Novomatic hatte aber schon vorher Aufsehen gesorgt, weil sie sich an dem Nahversorger Dayli, ehemals Schlecker beteiligten. Sie haben damit in einen Bereich investiert der nicht zum Glücksspielmarkt gehörte.

Im Jahr 2012 machte Novomatic Einnahmen von 1,5 Mrd. Euro. Wie Frank Wohlfahrt der Geschäftsführer von Novomatic erklärte, sollen jetzt nur noch Branchenintern Investitionen gemacht werden.

An erster Stelle sind neue Investitionen im Online-Sektor geplant worden. Das ist eine gute Idee weil dieser ein ganz schnell wachsender Bereich ist. Schon im Jahr 2012 haben sich die mobilen Glücksspiele und auch Online-Games mit immer größer werdender Beliebtheit erfreut. Wenn das Glücksspielunternehmen Novomatic hier investieren möchte dann ist das in jedem Fall auch sehr gut für die Zukunft.

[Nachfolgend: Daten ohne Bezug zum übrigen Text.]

PR #291, opened 2024-09-13
style: set line length to 99

tdstein:
The maximum line length recommended in PEP-8 is 99.

### DIFF
--- a/pyproject.toml
+++ b/pyproject.toml
@@ -37,6 +37,7 @@ version_file = "src/posit/_version.py"
 
 [tool.ruff]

Novomatic plant das sie sich um entsprechende Lizenzen zu bemühen und auch Partnerschaften mit anderen Entwicklern einzugehen. In Schleswig Holstein und Italien erhielten die Unternehmer schon entsprechende Lizenzen für die Region.

Der Unternehmer ging bei den Unternehmen in Österreich leer aus. Sie haben bei der Ausschreibung gegen das Unternehmen Casinos Austria verloren.

Für großes Aufsehen hat diese Ausschreibung gesorgt. Das Unternehmen Novomatic sagte das die Ausschreibung in Österreich verfassungswidrig war. Ein Beschwerde beim VfGH will das Unternehmen Novomatic einreichen.